• [Exercise aim]
Copy each line below holding "instead".

• [Provided data]
PR #904, opened 2025-10-15
Edit plot script for blueline performance

edopao:


scripts/compare_icon_icon4py.py
iomaganaris:
```suggestion
    "interpolate_rho_theta_v_to_half_levels_and_compute_pressure_buoyancy_acceleration": None,
    "update_mass_flux_weighted": None,
```
By adding an `n` at the end of `"interpolate_rho_theta_v_to_half_levels_and_compute_pressure_buoyancy_acceleratio"` in `"bencher=exp.mch_icon-ch1_medium_stencils=0.373574=ACC.json"` we can also compare this stencil. Not sure how I should update the `json` file with the correct name in the cloud though. I don't know how you use it locally

PR #905, opened 2025-10-15
solve_nh: skip call to init_test_fields

edopao:


edopao:
cscs-ci run default

muellch:
@OngChia @halungge In what circumstance is this `init_test_fields` used? Can we delete it or just activate it for certain tests?

PR #1254, opened 2026-05-08
Save json namelist during serialization

jcanton:
and bug-fix the run_serialization script with lazy loading


jcanton:
cscs-ci run default

jcanton:
cscs-ci run distributed

scripts/python/run_serialization.py
```diff
@@ -514,12 +515,28 @@ def run_experiment(
...
 @cli.command()
 def run_serialization() -> None:
     """Run the serialization experiment series."""
+
+    # Import here to reduce startup time for the CLI
+    import icon4py.model.testing.datatest_utils as _dt_utils
+    import icon4py.model.testing.definitions as _definitions
+
+    globals()["dt_utils"] = _dt_utils
+    globals()["definitions"] = _definitions
```
msimberg: I guess

```suggestion
    # Import here to reduce startup time for the CLI
    global dt_utils
    global definitions
    
    import icon4py.model.testing.datatest_utils as dt_utils
    import icon4py.model.testing.definitions
```
did not work?

In any case, deferring to @egparedes for authoritative comments on this approach.

scripts/python/run_serialization.py
```diff
@@ -514,12 +515,28 @@ def run_experiment(
...
+
     settings = SerializationSettings.defaults()
     settings.output_root.mkdir(parents=True, exist_ok=True)
 
+    require_cli("f90nml")
```
msimberg: Is the idea with this that the user might not have `uv sync`-ed and if the data has already been serialized it's awkward to run f90nml after the data has been serialized?

If yes, why not instead use
```
import f90nml
nml = f90nml.read(...)
json.dump(nml.todict(), ...)
```
?

The f90nml eecutable does internally this: https://github.com/marshallward/f90nml/blob/34da4c873d3eb169da7892b54f868b077d4a9c27/f90nml/cli.py#L175-L178. I think just doing that directly in the script instead of calling the `f90nml` script would simplify things and avoid this check.

msimberg (changes requested):
Not much to say, except I think the f90nml would be simplified by importing f90nml instead of calling the script (but I might miss a reason why it should be done the current way).

scripts/python/run_serialization.py
jcanton: ruff didn't like it, but the dict approach isn't much better either...
so I've implemented the suggestiond with a `# noqa: PLW0603`

scripts/python/run_serialization.py
jcanton: I think initially we didn't want to add another dependency, but now there's the `group scripts`  in pyproject so this can be implemented as you suggested. done

jcanton:
cscs-ci run default

jcanton:
cscs-ci run distributed

scripts/python/run_serialization.py
```diff
@@ -517,6 +517,12 @@ def run_experiment(
 @cli.command()
 def run_serialization() -> None:
     """Run the serialization experiment series."""
+
+    # Import here to reduce startup time for the CLI
+    global dt_utils, definitions  # noqa: PLW0603
```
msimberg:
```suggestion
    global dt_utils, definitions  # noqa: PLW0603 [global-statement]
```

since I now know about `CODING_GUIDELINES.md`. Specifically:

• [Response to this task]
If yes, why not instead use
The f90nml eecutable does internally this: https://github.com/marshallward/f90nml/blob/34da4c873d3eb169da7892b54f868b077d4a9c27/f90nml/cli.py#L175-L178. I think just doing that directly in the script instead of calling the `f90nml` script would simplify things and avoid this check.
Not much to say, except I think the f90nml would be simplified by importing f90nml instead of calling the script (but I might miss a reason why it should be done the current way).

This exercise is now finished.